“The gut is the root of the tree. If the root is sick, the tree cannot be healthy.”
– Dr. Nirala Jacobi
In general, we live in a mutually beneficial relationship with the microbes that make up over ⅔ of our body.
They tend to stay in balance as long as we are eating enough fiber, getting regular sunshine and exercise, managing stress, and getting 8 hours of sleep nightly.
But when they are out of balance there can be significant and far reaching impacts on our health. Healing the gut and restoring balance to the microbiome is the most important step toward health.
My first session with Kate began by her sharing her heart wrenching story of struggle.
Kate had been battling her weight for years. Just recently her doctor diagnosed her with fatty liver and metabolic syndrome (rising blood sugars, high blood pressure, elevated cholesterol).
She was baffled by her worsening health, and desperate to turn things around but doubtful that she could.
She had tried EVERYTHING to lose weight. Every diet, every exercise program, every magic pill promising weight loss. Nothing worked and her health continued to spiral.
She didn’t know what to do.
Clues From Kate’s Past
As I explored Kate’s medical history, I learned that she had experienced a severe food poisoning episode while traveling abroad during college. Since then, she had struggled with constipation and weight gain.
As I put the pieces of her health history together, a constellation of symptoms began to emerge that indicated her gut microbiome was out of balance:
- Constipation Dominant Irritable Bowel Syndrome (IBS-C)
- Weight gain
- Metabolic syndrome
- Non-alcoholic fatty liver
When sulfate-reducing bacteria (a normal part of the gut microbiota) are abnormally elevated they can contribute to obesity, constipation dominant IBS, Irritable Bowel Disease (IBD), and metabolic syndrome.
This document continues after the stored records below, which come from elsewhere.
Issue #507, opened 2014-11-07
Loading GCC does not override cc system compiler...


ocaisa:
which can lead to the situation where (for example)
cc: 4.4
c++: 4.9
gcc: 4.9
g++: 4.9
which gives a nasty surprise for software that tries cc and c++ before gcc and g++ in its configuration phase, e.g. gromacs (git master). 

Gromacs uses cmake so this can be solved by setting the appropriate env vars when loading the compiler to override this behaviour (though this approach would need pushenv and a little thought before implementation)

boegel:
@ocaisa: ping on this; should we symlink `cc` to `gcc` when installing `GCC`?

ocaisa:
I think this is probably a site specific choice because it really is a matter of taste. At our site, I would probably say yes but I'd have to run it by our group first

boegel:
I'd say in general, you'd expect `cc` to be the same as `gcc`?

We can certainly support this so it can be disabled easily, but I would enable it by default?

boegel:
thoughts on this?

ocaisa:
I'm with you, I am implementing it at JSC today

boegel:
\o/

ocaisa:
For us I put the alias in the easyconfig but I'm guessing you would like it added to the EasyBlock?

boegel:
It's ok to 'break' backwards compatibility when fixing bugs, no?
I consider `cc` being picked up from the OS a bug.

Defining an alias is probably not the best solution, since aliases don't travel down to subshells (and `eb` runs commands like `make` in subshells).

So, I think we need to make `cc` a wrapper around `gcc` in GCC's `bin` subdir?

fgeorgatos:
fyi. 
I also thought that aliases are not inheritable (and they aren't in the generic case), 
yet `module refresh` under `/etc/profile.d` is an interesting way to handle this (look at the very end):
http://lmod.readthedocs.org/en/latest/070_standard_modules.html

boegel:
related to https://github.com/hpcugent/easybuild-framework/issues/1993

@ocaisa did you end up implementing a workaround for this?

ocaisa:
No workaround just
```
modaliases = {'cc': 'gcc'}
```

boegel:
But that's not enough to catch the use of `cc` in EasyBuild, since commands like `make` are run in a subshell (and aliases don't travel down subshells)?

ocaisa:
[...]

PR #1256, opened 2017-09-19
enhance GCC easyblock to also put symlinks for cc/c++/f77/f95 in place

boegel:
fix for #507

### DIFF
--- a/easybuild/easyblocks/g/gcc.py
+++ b/easybuild/easyblocks/g/gcc.py
@@ -52,6 +52,14 @@ from easybuild.tools.systemtools import check_os_dependency, get_os_name, get_os
 from easybuild.tools.systemtools import get_shared_lib_ext
 
 
+COMP_CMD_SYMLINKS = {
+    'cc': 'gcc',
+    'c++': 'g++',
+    'f77': 'gfortran',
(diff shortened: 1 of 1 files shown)


akesandgren:
I would personally not do the chdir in and out, and instead change the symlink to:
symlink(comp_cmd_symlinks[key], target, ... instead. To avoid the basename call and still keep the symlink short-relative

boegel:
Thanks for the suggestion @akesandgren!

Retested, works like a charm:

```
$ ls -l $EBROOTGCCCORE/bin | egrep ' cc| c\+\+| f77 | f95'
-rwxr-xr-x 4 vsc40023 vsc40023 4566920 Sep 20 15:36 c++
lrwxrwxrwx 1 vsc40023 vsc40023       3 Sep 20 15:36 cc -> gcc
lrwxrwxrwx 1 vsc40023 vsc40023       8 Sep 20 15:36 f77 -> gfortran
lrwxrwxrwx 1 vsc40023 vsc40023       8 Sep 20 15:36 f95 -> gfortran
```

akesandgren:
old_cmds should be taken from comp_cmd_symlinks and not written twice in the code.

PR #1261, opened 2017-10-11
Do not overwrite option in easyconfig…

ocaisa:
…instead ignore it and print an explanatory warning

### DIFF
--- a/easybuild/easyblocks/generic/systemcompiler.py
+++ b/easybuild/easyblocks/generic/systemcompiler.py
@@ -167,13 +167,6 @@ class SystemCompiler(Bundle, EB_GCC, EB_ifort):
         self.log.debug("Derived version/install prefix for system compiler %s: %s, %s",
                        compiler_name, self.compiler_version, self.compiler_prefix)
 
-        if self.compiler_prefix in ['/usr', '/usr/local']:
-            if self.cfg['generate_standalone_module']:
-                # Force off adding paths to module since unloading such a module would be a potential shell killer
-                self.cfg['generate_standalone_module'] = False
-                self.log.warning("Disabling option 'generate_standalone_module' since installation prefix is %s",
-                                 self.compiler_prefix)
-
         # If EasyConfig specified "real" version (not 'system' which means 'derive automatically'), check it
         if self.cfg['version'] == 'system':
             self.log.info("Found specified version '%s', going with derived compiler version '%s'",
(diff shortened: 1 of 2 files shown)


ocaisa:
Required for tests to pass in https://github.com/easybuilders/easybuild-easyconfigs/pull/413

easybuild/easyblocks/generic/systemcompiler.py
```diff
@@ -216,14 +209,19 @@ def make_module_req_guess(self):
...
         """
         if self.cfg['generate_standalone_module']:
-            if self.cfg['name'] in ['GCC','GCCcore']:
-                guesses = EB_GCC.make_module_req_guess(self)
-            elif self.cfg['name'] in ['icc']:
-                guesses = EB_icc.make_module_req_guess(self)
-            elif self.cfg['name'] in ['ifort']:
-                guesses = EB_ifort.make_module_req_guess(self)
+            if self.compiler_prefix in ['/usr', '/usr/local']:
+                # Force off adding paths to module since unloading such a module would be a potential shell killer
```
boegel: comment is incorrect

easybuild/easyblocks/generic/systemcompiler.py
```diff
@@ -216,14 +209,19 @@ def make_module_req_guess(self):
...
+                self.log.warning("Ignoring option 'generate_standalone_module' since installation prefix is %s",
```
boegel: maybe use `print_warning` rather than `log.warning`?

easybuild/easyblocks/generic/systemcompiler.py
```diff
@@ -216,14 +209,19 @@ def make_module_req_guess(self):
...
+                                 self.compiler_prefix)
             else:
-                raise EasyBuildError("I don't know how to generate module var guesses for %s", self.cfg['name'])
+                if self.cfg['name'] in ['GCC','GCCcore']:
```
boegel: This should not be indented under `else`, should always be done regardless of `compiler_prefix` in `/usr`?

easybuild/easyblocks/generic/systemcompiler.py
boegel: nvm

easybuild/easyblocks/generic/systemcompiler.py
boegel: nvm, that's the whole point of the `/usr` check :)

boegel:
lgtm, thanks @ocaisa!

PR #1263, opened 2017-10-12
add custom easyblock for SAS

boegel:


ocaisa:
Test report in https://github.com/easybuilders/easybuild-easyconfigs/pull/5208#issuecomment-336079680 so good to go

PR #1274, opened 2017-10-19
 Add exceptions for FFTW/3.3.6 on POWER with GCC 5/6/7

ocaisa:


easybuild/easyblocks/f/fftw.py
```diff
@@ -181,8 +183,20 @@ def run_all_steps(self, *args, **kwargs):
                 if (prec == 'single' and (self.asimd or self.neon)) or (prec == 'double' and self.asimd):
                     prec_configopts.append('--enable-neon')
 
+                # For POWER with GCC 5/6/7 and FFTW/3.3.6 we need to disable some settings for tests to pass
+                # (we do it last so as not to affect previous logic)
+                cpu_arch = get_cpu_architecture()
+                fftw_version = self.version
+                if cpu_arch in [POWER] and self.toolchain.comp_family() in [TC_CONSTANT_GCC] and \
+                        LooseVersion(fftw_version) == LooseVersion("3.3.6"):
+                    # See https://github.com/FFTW/fftw3/issues/59 which applies to GCC 5/6/7
```
ocaisa: @boegel There is no easy way to check the GCC version to be used in this easyblock, at the time this list of options is created the dependencies are not loaded.

boegel: please use `==` rather than `in` if there's only one thing to compare with, and try to avoid line wrapping

Also, shouldn't you use `<=` rather than `==` for the FFTW version? In addition, are you sure the problem is going to be fixed in the next FFTW release?

```python
cpu_arch = get_cpu_architecture()
fftw_ver = LooseVersion(self.version)
if cpu_arch == POWER and comp_fam == TC_CONSTANT_GCC and fftw_ver <= LooseVersion('3.3.6'):

Comment (boegel) [reply easybuild/easyblocks/f/fftw.py]: W.r.t. to the GCC version, that would be tricky to check at this stage, indeed.

Not sure if we should worry about it too much though, GCC 4.x is quite old now, and unlikely to be used on POWER anyway?

What kind of problems would you run into when using GCC 4.x?

You could add a check for the GCC version being used in the `prepare` method instead, and error out if it's too old for POWER, at that point the toolchain *is* loaded.

File: easybuild/easyblocks/f/fftw.py [hunk 2]
```diff
@@ -181,8 +183,20 @@ def run_all_steps(self, *args, **kwargs):
...
+                    if (prec == 'single'):
```
boegel: drop the `(...)`, not needed:

```python
if prec == 'single':

File: easybuild/easyblocks/f/fftw.py [hunk 3]
```diff
@@ -181,8 +183,20 @@ def run_all_steps(self, *args, **kwargs):
...
+                        prec_configopts.append('--disable-altivec')
+                    if (prec == 'double'):
+                        prec_configopts.append('--disable-vsx')
+
                 # append additional configure options (may be empty string, but that's OK)
-                self.cfg.update('configopts', [' '.join(prec_configopts) + common_config_opts])
+                self.cfg.update('configopts', [' '.join(prec_configopts) + ' ' + common_config_opts])
```
boegel: Since this is a bug fix, maybe this should be done in a separate PR? Trivial to merge...

ocaisa: Done in #1277

easybuild/easyblocks/f/fftw.py
ocaisa: So the system GCC on the Power system I'm using is `4.8.5` and my understanding is that these flags work fine with GCC4.8 and GCC4.9 (see https://github.com/FFTW/fftw3/issues/59#issue-143078832)...but I haven't checked myself and I'm not going to.
Leaving a blanket GCC check like the above is fine since they will do harm for GCC4 (apart from maybe make it a little slower) and we are not expecting people to willingly chose an old compiler on Power.

ocaisa: I don't have a guarantee the problem will be fixed in the next release but the bug is reported ( https://github.com/FFTW/fftw3/issues/59#issue-143078832 ) and I would prefer not to turn off these optimisations by default but rather run into the problem and then see that I need to include 3.3.7 or whatever. For earlier versions than 3.3.6, I don't know if there is a problem or not so I err on the side of caution.

boegel: OK on both not checking GCC version & only doing this for FFTW 3.3.6 for now.

easybuild/easyblocks/f/fftw.py
boegel: merged #1277, thanks

boegel:
Tested with existing FFTW easyconfig, and confirmation that it works as intended via test report in https://github.com/easybuilders/easybuild-easyconfigs/pull/5242

PR #1275, opened 2017-10-19
Add support for Spectrum MPI to the systemmpi easyblock

ocaisa:
requires https://github.com/easybuilders/easybuild-framework/pull/2329


boegel:
Good to go, see test report in https://github.com/easybuilders/easybuild-easyconfigs/pull/5242

PR #1490, opened 2018-08-30
Trinity 2.8 sanity check

ebirn:
Trinity 2.8 uses CMake for Chrysalis build, resultin in bin/ subdirectory.
see https://github.com/trinityrnaseq/trinityrnaseq/blob/484b3c9668b79b402df3da04117157c0ef5fea25/Changelog.txt#L2

When this is ok, I can bring in a PR for Trinity 2.8

### DIFF
--- a/easybuild/easyblocks/t/trinity.py
+++ b/easybuild/easyblocks/t/trinity.py
@@ -319,11 +319,16 @@ class EB_Trinity(EasyBlock):
         else:
             sep = '_r'
 
+        if version >= LooseVersion('2.8'):
+            chrysalis_bin = 'Chrysalis/bin/Chrysalis'
+        else:
+            chrysalis_bin = 'Chrysalis/Chrysalis'
+
         path = 'trinityrnaseq%s%s' % (sep, self.version)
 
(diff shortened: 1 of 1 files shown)


boegel:
@ebirn Looks good, but isn't there an additional change needed to make the `Chrysalis` binary available via `$PATH`?
Not sure if that's relevant for `Trinity`, maybe `Chrysalis` is only used internally and not directly by end users of `Trinity`...

damianam:
@ebirn ping? I have the feeling that the binaries are symlinked somewhere else? Why this https://github.com/easybuilders/easybuild-easyblocks/blob/6fb52e8a09509aee292f4cd2aabe47f6cc1fc4f1/easybuild/easyblocks/t/trinity.py#L343 if not?

pescobar:
I tried this easyblock and works fine for me . Can we get it merged? should I send another PR if @ebirn doesn't react?

pescobar:
@ebirn asked me to close this one and create a new PR with the small remarks fixed so I close this one

please review here https://github.com/easybuilders/easybuild-easyblocks/pull/1579

PR #1494, opened 2018-08-31
IMPROVE PGI siterc so it allows -pthread switch

### LINKED ISSUE #1493: PGI doesn't accept "-pthread" switch
I'm trying to compile OpenMPI 2.1.2 with PGI 18.4 and I stumbled upon a pgi error saying that it doen't accept -pthread switch

After few research I saw this thread: https://www.pgroup.com/userforum/viewtopic.php?t=5253&sid=93356f57a47eee097b569b79bc744676
basicaly PGI accept -lpthread instead
and one solution for PGI to accept -pthread would be to modify the siterc in $PGI_INSTALL/bin/siterc

MisterFruits:
fix #1493

### DIFF
--- a/easybuild/easyblocks/p/pgi.py
+++ b/easybuild/easyblocks/p/pgi.py
@@ -64,6 +64,14 @@ append LDLIBARGS=$library_path;
 append LDLIBARGS=-L/usr/lib/x86_64-linux-gnu;
 """
 
+# contents for siterc file to make PGI accept the -pthread switch
+# cf. https://www.pgroup.com/userforum/viewtopic.php?t=5253&sid=93356f
+SITERC_PTHREAD_SWITCH = """
+# allow -pthread switch stands for -lpthread
+switch -pthread is
+append(LDLIB1=-lpthread);
+"""
+
 
 class EB_PGI(PackedBinary):
     """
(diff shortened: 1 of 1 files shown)


damianam:
We have something similar in our setup, but it does this:

`switch -pthread is replace(-lpthread) positional(linker); `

I suspected an overabundance of these microbes might be contributing to her current health challenges.
Our next step was to take a deeper look at the balance of her microbiome. A comprehensive stool analysis confirmed that she had elevated levels of sulfate-reducing bacteria.
In fact, every condition she was dealing with could be tied back to a microbial imbalance on the report in front of us.
- She had high levels of proteobacteria, which release endotoxins that can lead to non-alcoholic fatty liver.
- Her populations of Akkermansia were very low. Low populations of Akkermansia are associated with obesity and insulin resistance.
- Her Faecalibacterium was also low, which is associated with depression.
So many pieces of the puzzle were coming together. Fortunately, we had the tools to shift these populations to improve her health.
I created a therapeutic plan with targeted changes to her diet and lifestyle that helped restore balance to her gut microbiome.
After three months of nutrition coaching, Kate felt for the first time like she was in control of her health. And she had experienced significant traction with all of her health goals.
She achieved these results by feeding the beneficial microbes in her gut with prebiotic rich foods and supplements, resistant starches, polyphenol rich foods, and strain specific probiotics.
In addition, she worked hard on improving her sleep and consistently getting 8 hours nightly. She managed her stress with a regular yoga practice and 10 minutes of guided meditation nightly.
These were strategies that she found enjoyable and easy to sustain.
It was a pleasure to walk with Kate on her healing journey.